----- Dataset excerpts -----

PR #1510, opened 2020-09-30
Miscellaneous asset fixes

Shiranui-Izayoi:
Just a few small asset fixes that I decided to do as a break from trying to make the spanking toys work as activities as well as get sounds into activities.

First up the diapers are my own fault since when I increased the Priority of the (Sock Slot) Reverse Bunny Suit, I didn't increase the diapers Priority as well meaning it went under the socks looking strange.

Second I replaced all the images of the Adult Baby Harness with the ones from the null pose aka the default. I chose to do it this way round as the normal one looked to be greyscaled, and from what I can tell their isn't actually any difference between them other than the colour.

I also added the Adult Baby Harness to the Over Head pose, and after a quick test it looks to work and look fine. I have known about this issue for a while and even reported it. Since it was never fixed I decided to do it myself. 

The issue was that when you restrained a character in any way that changed the pose of their upper body the Harness would change colours. Which was because of the aforementioned fact that only the original had been greyscaled.

So yer super small change, but meh. I am sure those that use it would like it.


ace-1331 (approved):

ace-1331:
Just a quick note in case you don't know/want to change this, Priority 23 conflicts with some straitjackets.
Due to the new way layers are ordered, you are guaranteed a consistent order regardless of the order things were put in unlike before. However, this means if an item on that layer is ever before the harness (alphabetically) it wouldn't be at the back like the rest of the items on Layer 23. 

I personally don't mind either way, this priority seems appropriate overall at the moment

Shiranui-Izayoi:
Ahhhh do you mean the leotard? In which case it was my intention to have the diapers be over the top. Since it was to my knowledge agreed a while back that the leotards should be skin tight. And thus go under a bunch of stuff. It was why at the time I changed the OG one to 18. 

Also all the leotards tend to clip badly with the diapers when they go over them. Same with the other stait jackets IIRC. So might be better for them to go over.

ace-1331:
Yes that's what I meant, and yes I agree that the leotards look better under the diaper. What I mean though is that now because they are all on layer 23, if there was a new item added to layer 23 that is before "Diapers" when sorted in alphabetical order, that item would show on top.

So let's say I add the item "ALeotard" on layer 23, then the diapers would be under.

Before it was a problem as that meant the order you put the item in was the order things were rendered in which made it inconsistent. 

It's not something that should be relied on, but the odds of something like that happening with this item is low, and can be changed when/if it happens.  That's why I didn't think it was a big deal.

Thought I'd let you know in case there's ever a problem with diaper priority later as it could be caused by this

Shiranui-Izayoi:
Hmmmm yer I see what you mean though honestly I am drawing a blank on anything they could call a leotard that would start with those letters. :)

But yes I do see your point worse comes to the worst, I will just adjust it again. Or the Leotards could go down a number depending on the best course of action. Honestly the larger the amount of priorities the better in situations like this since that means that their is more room to adjust without having to then also move everything else. But meh as you said fine for now... Now we wait to hear from the one person that found some super secret combo of items that make it work really well it happened last time with the leotard.

elliesec (approved):

PR #1511, opened 2020-09-30
Improvement: Introducing memoization and using it for extended items

SandrineBC:
# Summary
This PR introduces memoization to the `Common.js`. This feature will help to cache often used functions and return their results, without constant recalculations. This is best used with a small and foremost constant index, so the cache can be kept small. Objects are converted before using them for index building, so using them is possible, but using a constantly changing object, like the Player would not be good idea.
Memoization is put into use as well within this PR as it's applied to the requirements check within the extended item scripts, so that not applicable options now will be colored.
# Details
## What it does
Adds a new function `CommonMemoize` to `Common.js` to add memoization to a function, you can just do the following (example taken from `ExtendedItem.js`)
```JavaScript
const ExtendedItemRequirementCheckMessage = CommonMemoize(ExtendedItemRequirementCheckMessageMemo);
```
Then you can just call the memoized function as usual. To access the unmemorized function (for some last minutes checks), just call `ExtendedItemRequirementCheckMessageMemo` directly.
To clean the cache, you can use the build in `clearCache` function, like this (example taken from `ExtendedItem.js`)
```JavaScript
function ExtendedItemExit() {
	// invalidate the cache
	ExtendedItemRequirementCheckMessage.clearCache();
}
```

Additionally, all `xxxValidate` functions were changed, to return a string, instead of a boolean, so that the returned string can be used by the function within the extended item script, avoiding side effects by setting global variables within the items.
## Testing
* All changed items were tested in single and multi player environment.
* Before introducing memoization, some performance measurements were taken, showing that the use of this feature increases execution time by a factor of roughly 25 (example taken from the web validate function)
image


Nina-1474:
This conflicts with #1504 a fair bit since they both changed the ExtendedItem Validate functions. The main thing to try and maintain is passing the C parameter between functions. I assume you don't want to do that for the memoized function though, so if you must declare C anew anywhere, just make sure to set it as `var C = CharacterGetCurrent() || CharacterAppearanceSelection;`.

Nina-1474 (changes requested):
There are still some Validate functions returning booleans instead of strings. These will fail the memoized validation and show the text "true" instead of passing.

Nina-1474 (approved):
I found two issues that I pushed fixes for to save time and retesting:
- Exiting the extended item screen by selecting a new focus group on the current character was not calling the Exit function to clear the cache. I had a change for this exact case in a local branch so added it here.
- The Futuristic items all call their Validate functions outside the ExtendedItem script and these had not been updated to account for the new return type. Now they have.

Otherwise everything seemed to be working as intended.

elliesec (approved):
I've tested this out on all of the affected items, and it all seems to be working as expected. I made a couple of very minor changes (a typo fix, removed a commented code, and corrected a comment that was no longer entirely accurate), but it otherwise all looks good.

The only thing that I did notice is that the memo's cache is getting invalidated twice on most (all?) items when you click an extended option (due to the extended item script calling `ExtendedItemExit` and it also getting called as a result) of the `LeaveDialog` flag in the `PublishAction` functions. But I don't think that's something we can really get around easily, and as long as `ExtendedItemExit` is inexpensive and idempotent (which it currently is), this shouldn't be a problem.

Approving this, and will merge once we're out of code freeze.

PR #1514, opened 2020-09-30
Bugfix: Prevents players from colouring items they shouldn't be able to

elliesec:
## Summary

Removes the colour picker button from the dialog menu buttons when the item is locked and the player is unable to unlock the item.


NoneNoname (changes requested):
I think this will prevent you from coloring, Lover Belt, and the cuffs so in general items that have lock on the Asset itself

Edit: 
I selecting color before will still work, but there is no unlocked state for those items so you can only blindly guess the color you want on the item

elliesec:
Good point. The JSDoc on `DialogCanUnlock` was somewhat misleading. I've hopefully made that a little clearer now.

ace-1331 (approved):

PR #1515, opened 2020-10-01
convert 2d to 3d 

zerodawn1:
It contains: refresh function, color change function and a window resize function.
You should be able to generate the 3D model without any error messages.
I've changed the dress and strip function and added a jump over asset function to jump over non-existent elements.

to test the little update, test account : name = 222, pw = 2.


Ben987:
Lets close this for now.  We can open another 3D change later if this gets updated.

PR #1520, opened 2020-10-04
Futuristic Panel Gag

Ada18980:
- Added a new futuristic gag with three modes providing varying levels of gag strength. It can't be modified while locked.
- Added a harness variant with a colorable strap, same buygroup as the regular gag.

Tested:

- Trying to modify while locked
- Trying to modify while bound
- Trying to modify while bound and locked
- Maid removal
- Multi color picker
- Verified strings in English


Ada18980:
I realized that the localization may be broken, I did not localize any of the strings.

ace-1331:
> I did not localize any of the strings. Is this going to cause crashes for other language users or is it only an accessibility issue?

It will default to English when a line is not translated, so no it won't cause any crash

BondageClub/Screens/Inventory/ItemMouth/FuturisticHarnessPanelGag/FuturisticHarnessPanelGag.js
```diff
@@ -0,0 +1,69 @@
+"use strict";
+
+var InventoryItemMouthFuturisticHarnessPanelGagOptions = [
+	{
+		Name: "Padded",
+		Property: {
+			Type: null,
+			Effect: ["GagLight"],
```
ace-1331, line 8: This should have the blockmouth effect as well, otherwise it means anything that requires the mouth to be open will be possible such as the penetrate action.

BondageClub/Screens/Inventory/ItemMouth/FuturisticPanelGag/FuturisticPanelGag.js
```diff
@@ -0,0 +1,69 @@
+"use strict";
+
```
ace-1331, line 2: Since the second file is exactly the same, the functions should just point to the other gag's functions to reduce code duplication and make these items easier to maintain

BondageClub/Assets/Female3DCG/Female3DCG.csv
```diff
@@ -833,6 +833,8 @@ ItemMouth,KittyGag,Kitty Mask Gag
 ItemMouth,KittenHarnessPanelGag,Kitty Harness Gag
 ItemMouth,CarrotGag,Rubber Carrot Gag
 ItemMouth,MuzzleGag,Muzzle Gag
+ItemMouth,FuturisticPanelGag,Futuristic Panel Gag
+ItemMouth,FuturisticHarnessPanelGag,Futuristic Panel Gag w/ Harness
```
ace-1331, line 837: Can you change "w/" for "with"? Or "Futuristic Harness Panel Gag" is shorter if you want to save room

ace-1331 (changes requested):
Besides the 3 code comments below, my main comment is the following ->
I can't swap from ball to plug mode, I always have to go back to padded first, is this intended?

BondageClub/Screens/Inventory/ItemMouth/FuturisticHarnessPanelGag/FuturisticHarnessPanelGag.js
Ada18980: Agreed, I made the change.

BondageClub/Screens/Inventory/ItemMouth/FuturisticPanelGag/FuturisticPanelGag.js
Ada18980: Done.

Ada18980 (commented):
Hi Ace,

I agree with your 3 code commends and have committed them to the repo. Re: the inability to switch, I'm not sure why this is happening as I did not intentionally set that to happen.

Ada18980:
There, the issue that was preventing the user from switching from Ball to Plug was the fact that both were of "Plug" type whereas they should have been different

ace-1331 (approved):

Ada18980:
Double checked that the gag still works on the new commit.
@Ben987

-----

**Goal of the exercise**. Using the records above, restate word for word the lines from the one with "There are still" through the one with "I found two", both included.

**Solution for this exercise**.
There are still some Validate functions returning booleans instead of strings. These will fail the memoized validation and show the text "true" instead of passing.

Nina-1474 (approved):
I found two issues that I pushed fixes for to save time and retesting:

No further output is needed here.